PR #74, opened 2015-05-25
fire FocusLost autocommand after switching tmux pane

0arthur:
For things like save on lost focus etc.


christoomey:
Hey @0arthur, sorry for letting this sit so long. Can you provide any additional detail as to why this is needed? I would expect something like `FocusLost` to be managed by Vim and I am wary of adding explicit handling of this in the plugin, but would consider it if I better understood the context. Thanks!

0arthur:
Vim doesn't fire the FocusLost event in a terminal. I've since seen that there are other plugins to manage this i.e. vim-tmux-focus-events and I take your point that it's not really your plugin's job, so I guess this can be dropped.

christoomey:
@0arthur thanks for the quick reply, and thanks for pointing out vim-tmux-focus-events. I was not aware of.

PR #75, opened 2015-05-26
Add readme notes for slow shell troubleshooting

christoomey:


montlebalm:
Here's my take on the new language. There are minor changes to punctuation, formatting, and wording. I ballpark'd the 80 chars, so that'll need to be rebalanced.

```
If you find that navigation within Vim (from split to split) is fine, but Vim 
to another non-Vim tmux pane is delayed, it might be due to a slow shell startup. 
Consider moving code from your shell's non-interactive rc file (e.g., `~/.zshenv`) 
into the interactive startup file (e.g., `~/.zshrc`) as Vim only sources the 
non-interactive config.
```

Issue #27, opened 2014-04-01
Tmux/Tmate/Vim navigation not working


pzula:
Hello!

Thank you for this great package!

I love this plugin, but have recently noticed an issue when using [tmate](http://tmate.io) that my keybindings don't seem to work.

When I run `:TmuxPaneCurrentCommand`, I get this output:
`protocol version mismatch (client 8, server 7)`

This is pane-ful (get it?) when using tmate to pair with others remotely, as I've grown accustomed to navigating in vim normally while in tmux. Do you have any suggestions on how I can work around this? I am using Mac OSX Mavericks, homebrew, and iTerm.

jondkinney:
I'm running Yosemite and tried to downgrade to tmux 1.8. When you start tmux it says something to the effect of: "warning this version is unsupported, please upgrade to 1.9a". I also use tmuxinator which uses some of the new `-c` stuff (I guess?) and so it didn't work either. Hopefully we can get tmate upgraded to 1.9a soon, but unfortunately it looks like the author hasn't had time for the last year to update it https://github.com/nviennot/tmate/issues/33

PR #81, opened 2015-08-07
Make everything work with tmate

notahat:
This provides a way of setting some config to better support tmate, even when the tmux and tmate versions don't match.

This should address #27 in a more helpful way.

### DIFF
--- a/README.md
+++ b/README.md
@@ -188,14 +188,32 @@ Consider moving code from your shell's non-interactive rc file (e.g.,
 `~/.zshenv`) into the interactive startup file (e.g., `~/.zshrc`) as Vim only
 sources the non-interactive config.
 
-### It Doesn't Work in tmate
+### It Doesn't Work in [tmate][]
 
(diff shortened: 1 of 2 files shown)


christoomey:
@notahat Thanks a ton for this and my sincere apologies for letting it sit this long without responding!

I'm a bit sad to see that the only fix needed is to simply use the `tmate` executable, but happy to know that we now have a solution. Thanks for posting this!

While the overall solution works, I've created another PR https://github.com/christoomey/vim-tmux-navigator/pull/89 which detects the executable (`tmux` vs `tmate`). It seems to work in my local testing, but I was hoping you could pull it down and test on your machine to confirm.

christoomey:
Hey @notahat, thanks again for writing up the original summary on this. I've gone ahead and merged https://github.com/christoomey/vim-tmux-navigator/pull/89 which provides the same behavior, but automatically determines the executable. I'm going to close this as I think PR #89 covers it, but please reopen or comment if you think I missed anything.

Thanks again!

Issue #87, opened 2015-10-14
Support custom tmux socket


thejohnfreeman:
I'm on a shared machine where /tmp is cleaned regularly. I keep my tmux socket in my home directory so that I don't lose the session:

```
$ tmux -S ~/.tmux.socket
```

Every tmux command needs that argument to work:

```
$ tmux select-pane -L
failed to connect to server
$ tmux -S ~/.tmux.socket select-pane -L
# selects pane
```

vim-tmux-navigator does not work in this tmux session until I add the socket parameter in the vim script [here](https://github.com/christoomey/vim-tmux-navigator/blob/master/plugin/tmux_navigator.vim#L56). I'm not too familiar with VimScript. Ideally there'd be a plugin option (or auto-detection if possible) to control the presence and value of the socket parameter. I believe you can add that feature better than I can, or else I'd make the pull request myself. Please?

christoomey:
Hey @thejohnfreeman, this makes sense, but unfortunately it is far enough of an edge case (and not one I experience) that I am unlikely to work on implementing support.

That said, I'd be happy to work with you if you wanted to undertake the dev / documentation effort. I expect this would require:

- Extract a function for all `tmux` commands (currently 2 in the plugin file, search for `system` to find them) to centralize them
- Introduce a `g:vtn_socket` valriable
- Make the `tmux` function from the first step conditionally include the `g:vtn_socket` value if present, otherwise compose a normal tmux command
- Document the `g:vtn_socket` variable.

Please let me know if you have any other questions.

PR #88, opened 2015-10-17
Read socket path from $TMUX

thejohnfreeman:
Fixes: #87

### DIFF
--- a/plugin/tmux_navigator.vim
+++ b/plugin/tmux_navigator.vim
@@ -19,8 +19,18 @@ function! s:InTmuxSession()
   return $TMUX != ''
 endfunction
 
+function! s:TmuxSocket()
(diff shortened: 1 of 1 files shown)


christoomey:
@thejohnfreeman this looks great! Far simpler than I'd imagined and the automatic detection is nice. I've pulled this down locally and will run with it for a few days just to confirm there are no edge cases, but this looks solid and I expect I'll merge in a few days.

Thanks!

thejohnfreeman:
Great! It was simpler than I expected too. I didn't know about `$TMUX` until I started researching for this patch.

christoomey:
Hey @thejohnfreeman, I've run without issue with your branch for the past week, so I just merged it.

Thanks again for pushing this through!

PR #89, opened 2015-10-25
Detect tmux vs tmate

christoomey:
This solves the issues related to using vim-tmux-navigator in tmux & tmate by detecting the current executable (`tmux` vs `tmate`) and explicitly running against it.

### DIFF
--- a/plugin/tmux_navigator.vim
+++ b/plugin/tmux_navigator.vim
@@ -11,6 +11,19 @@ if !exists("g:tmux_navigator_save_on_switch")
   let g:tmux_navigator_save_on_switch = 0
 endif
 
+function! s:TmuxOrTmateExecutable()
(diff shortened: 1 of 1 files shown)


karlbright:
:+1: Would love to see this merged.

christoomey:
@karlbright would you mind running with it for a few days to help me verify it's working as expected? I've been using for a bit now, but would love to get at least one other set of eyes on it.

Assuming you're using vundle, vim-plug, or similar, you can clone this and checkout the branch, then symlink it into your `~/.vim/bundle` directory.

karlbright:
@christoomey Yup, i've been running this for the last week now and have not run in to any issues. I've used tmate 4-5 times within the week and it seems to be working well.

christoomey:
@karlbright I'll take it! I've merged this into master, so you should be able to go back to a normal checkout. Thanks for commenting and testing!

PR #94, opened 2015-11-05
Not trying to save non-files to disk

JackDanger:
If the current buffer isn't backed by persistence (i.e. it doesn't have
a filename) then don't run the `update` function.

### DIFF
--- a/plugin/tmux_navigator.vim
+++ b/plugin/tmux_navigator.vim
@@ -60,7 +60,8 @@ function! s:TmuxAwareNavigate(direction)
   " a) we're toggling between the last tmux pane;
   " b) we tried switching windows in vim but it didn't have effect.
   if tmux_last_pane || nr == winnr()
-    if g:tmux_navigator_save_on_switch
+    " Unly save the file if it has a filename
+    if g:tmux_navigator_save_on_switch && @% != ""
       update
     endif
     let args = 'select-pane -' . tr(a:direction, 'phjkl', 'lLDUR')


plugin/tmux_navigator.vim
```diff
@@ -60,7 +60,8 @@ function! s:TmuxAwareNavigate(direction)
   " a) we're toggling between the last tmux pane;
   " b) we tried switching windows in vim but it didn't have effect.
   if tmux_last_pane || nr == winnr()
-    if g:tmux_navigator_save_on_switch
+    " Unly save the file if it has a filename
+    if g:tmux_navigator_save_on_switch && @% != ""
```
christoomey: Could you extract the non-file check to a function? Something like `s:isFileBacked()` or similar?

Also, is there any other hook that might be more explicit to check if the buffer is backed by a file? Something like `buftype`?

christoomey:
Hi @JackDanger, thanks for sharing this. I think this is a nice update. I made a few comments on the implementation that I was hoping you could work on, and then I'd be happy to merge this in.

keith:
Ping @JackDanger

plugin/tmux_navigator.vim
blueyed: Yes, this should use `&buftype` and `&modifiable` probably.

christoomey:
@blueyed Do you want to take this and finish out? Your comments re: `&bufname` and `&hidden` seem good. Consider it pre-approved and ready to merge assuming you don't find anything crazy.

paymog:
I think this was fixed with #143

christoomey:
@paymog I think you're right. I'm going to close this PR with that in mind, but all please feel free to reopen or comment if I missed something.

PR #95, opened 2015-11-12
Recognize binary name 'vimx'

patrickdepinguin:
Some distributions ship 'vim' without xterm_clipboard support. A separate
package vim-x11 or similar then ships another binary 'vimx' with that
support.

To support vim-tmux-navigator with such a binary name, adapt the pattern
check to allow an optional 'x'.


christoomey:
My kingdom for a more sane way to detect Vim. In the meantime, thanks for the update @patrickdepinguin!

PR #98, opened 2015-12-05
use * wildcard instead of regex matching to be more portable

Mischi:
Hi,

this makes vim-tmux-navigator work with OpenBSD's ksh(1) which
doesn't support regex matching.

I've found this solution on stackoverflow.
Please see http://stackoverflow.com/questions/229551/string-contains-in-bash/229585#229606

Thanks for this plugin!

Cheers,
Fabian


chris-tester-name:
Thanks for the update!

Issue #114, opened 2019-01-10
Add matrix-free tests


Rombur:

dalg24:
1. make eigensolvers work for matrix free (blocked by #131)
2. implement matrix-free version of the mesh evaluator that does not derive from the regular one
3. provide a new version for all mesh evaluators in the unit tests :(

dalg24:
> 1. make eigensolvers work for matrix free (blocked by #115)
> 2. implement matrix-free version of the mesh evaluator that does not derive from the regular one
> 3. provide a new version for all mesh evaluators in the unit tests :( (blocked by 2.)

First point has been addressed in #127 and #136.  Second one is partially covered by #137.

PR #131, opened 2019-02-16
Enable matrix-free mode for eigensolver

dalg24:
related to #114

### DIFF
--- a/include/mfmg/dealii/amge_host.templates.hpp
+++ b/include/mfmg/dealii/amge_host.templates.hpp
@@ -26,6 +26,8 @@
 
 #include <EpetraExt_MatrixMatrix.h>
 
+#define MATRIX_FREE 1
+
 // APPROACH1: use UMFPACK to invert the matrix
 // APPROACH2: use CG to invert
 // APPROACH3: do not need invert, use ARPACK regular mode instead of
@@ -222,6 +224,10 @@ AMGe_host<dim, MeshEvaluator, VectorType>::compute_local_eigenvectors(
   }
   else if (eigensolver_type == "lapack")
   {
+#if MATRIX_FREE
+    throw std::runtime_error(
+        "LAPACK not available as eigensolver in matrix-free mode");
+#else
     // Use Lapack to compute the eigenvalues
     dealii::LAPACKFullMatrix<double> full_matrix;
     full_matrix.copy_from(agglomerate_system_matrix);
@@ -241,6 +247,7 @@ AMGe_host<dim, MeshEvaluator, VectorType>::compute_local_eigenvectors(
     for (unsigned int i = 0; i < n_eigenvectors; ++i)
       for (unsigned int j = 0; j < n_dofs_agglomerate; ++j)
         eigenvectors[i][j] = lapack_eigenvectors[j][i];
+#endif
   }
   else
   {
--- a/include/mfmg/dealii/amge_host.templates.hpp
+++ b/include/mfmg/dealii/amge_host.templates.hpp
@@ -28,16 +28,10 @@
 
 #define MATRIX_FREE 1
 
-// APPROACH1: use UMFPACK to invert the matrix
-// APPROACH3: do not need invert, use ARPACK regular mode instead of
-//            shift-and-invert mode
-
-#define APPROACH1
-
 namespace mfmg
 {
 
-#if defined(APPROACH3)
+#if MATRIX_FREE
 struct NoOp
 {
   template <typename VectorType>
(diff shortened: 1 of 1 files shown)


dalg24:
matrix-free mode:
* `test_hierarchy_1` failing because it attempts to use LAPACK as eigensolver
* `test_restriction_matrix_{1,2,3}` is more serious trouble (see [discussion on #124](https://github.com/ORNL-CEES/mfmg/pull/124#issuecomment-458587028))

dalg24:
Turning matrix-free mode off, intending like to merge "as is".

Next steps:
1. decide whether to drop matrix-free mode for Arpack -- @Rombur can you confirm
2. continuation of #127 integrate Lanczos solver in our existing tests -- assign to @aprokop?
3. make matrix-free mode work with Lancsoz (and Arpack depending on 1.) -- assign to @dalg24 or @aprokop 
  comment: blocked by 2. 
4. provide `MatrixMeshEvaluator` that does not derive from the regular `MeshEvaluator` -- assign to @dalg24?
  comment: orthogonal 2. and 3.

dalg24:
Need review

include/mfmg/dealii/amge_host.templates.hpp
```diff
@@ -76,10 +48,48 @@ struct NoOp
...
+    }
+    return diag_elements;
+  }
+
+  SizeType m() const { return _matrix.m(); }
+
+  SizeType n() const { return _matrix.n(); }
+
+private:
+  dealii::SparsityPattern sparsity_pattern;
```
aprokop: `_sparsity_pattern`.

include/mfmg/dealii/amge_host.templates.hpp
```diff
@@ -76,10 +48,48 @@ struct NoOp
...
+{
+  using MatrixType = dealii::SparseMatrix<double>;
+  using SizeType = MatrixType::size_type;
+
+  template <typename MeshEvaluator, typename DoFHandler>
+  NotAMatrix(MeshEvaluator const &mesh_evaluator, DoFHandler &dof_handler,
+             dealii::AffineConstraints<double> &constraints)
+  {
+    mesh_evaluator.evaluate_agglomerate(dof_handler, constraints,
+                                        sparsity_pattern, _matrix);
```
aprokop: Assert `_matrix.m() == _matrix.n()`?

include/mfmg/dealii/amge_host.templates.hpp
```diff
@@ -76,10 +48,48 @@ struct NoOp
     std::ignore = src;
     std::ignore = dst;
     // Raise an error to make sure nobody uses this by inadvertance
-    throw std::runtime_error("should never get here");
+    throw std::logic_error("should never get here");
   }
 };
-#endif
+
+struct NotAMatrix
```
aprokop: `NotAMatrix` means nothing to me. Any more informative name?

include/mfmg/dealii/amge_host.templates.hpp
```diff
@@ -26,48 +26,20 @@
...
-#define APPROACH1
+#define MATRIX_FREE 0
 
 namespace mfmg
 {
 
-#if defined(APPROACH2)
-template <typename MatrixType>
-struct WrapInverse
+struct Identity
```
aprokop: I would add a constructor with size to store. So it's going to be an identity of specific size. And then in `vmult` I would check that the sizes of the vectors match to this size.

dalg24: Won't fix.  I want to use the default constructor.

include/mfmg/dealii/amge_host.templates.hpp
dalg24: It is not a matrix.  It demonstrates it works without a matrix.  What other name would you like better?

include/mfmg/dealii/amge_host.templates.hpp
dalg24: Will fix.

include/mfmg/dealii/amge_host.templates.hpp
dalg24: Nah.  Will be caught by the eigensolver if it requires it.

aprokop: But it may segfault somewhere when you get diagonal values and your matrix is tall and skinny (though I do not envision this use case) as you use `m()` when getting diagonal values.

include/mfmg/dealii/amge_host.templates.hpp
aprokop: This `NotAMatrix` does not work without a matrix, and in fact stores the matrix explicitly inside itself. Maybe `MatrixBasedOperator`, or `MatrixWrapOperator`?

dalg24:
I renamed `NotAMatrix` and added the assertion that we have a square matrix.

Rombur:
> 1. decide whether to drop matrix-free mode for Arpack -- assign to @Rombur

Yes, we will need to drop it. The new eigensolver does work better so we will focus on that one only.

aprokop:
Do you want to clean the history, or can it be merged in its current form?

*ASSIGNMENT:*
Write out the listing's lines exactly, from its first line through the line that contains "version mismatch (client", and stop there.

*PROBLEM SOLUTION:*
PR #74, opened 2015-05-25
fire FocusLost autocommand after switching tmux pane

0arthur:
For things like save on lost focus etc.


christoomey:
Hey @0arthur, sorry for letting this sit so long. Can you provide any additional detail as to why this is needed? I would expect something like `FocusLost` to be managed by Vim and I am wary of adding explicit handling of this in the plugin, but would consider it if I better understood the context. Thanks!

0arthur:
Vim doesn't fire the FocusLost event in a terminal. I've since seen that there are other plugins to manage this i.e. vim-tmux-focus-events and I take your point that it's not really your plugin's job, so I guess this can be dropped.

christoomey:
@0arthur thanks for the quick reply, and thanks for pointing out vim-tmux-focus-events. I was not aware of.

PR #75, opened 2015-05-26
Add readme notes for slow shell troubleshooting

christoomey:


montlebalm:
Here's my take on the new language. There are minor changes to punctuation, formatting, and wording. I ballpark'd the 80 chars, so that'll need to be rebalanced.

```
If you find that navigation within Vim (from split to split) is fine, but Vim 
to another non-Vim tmux pane is delayed, it might be due to a slow shell startup. 
Consider moving code from your shell's non-interactive rc file (e.g., `~/.zshenv`) 
into the interactive startup file (e.g., `~/.zshrc`) as Vim only sources the 
non-interactive config.
```

Issue #27, opened 2014-04-01
Tmux/Tmate/Vim navigation not working


pzula:
Hello!

Thank you for this great package!

I love this plugin, but have recently noticed an issue when using [tmate](http://tmate.io) that my keybindings don't seem to work.

When I run `:TmuxPaneCurrentCommand`, I get this output:
`protocol version mismatch (client 8, server 7)`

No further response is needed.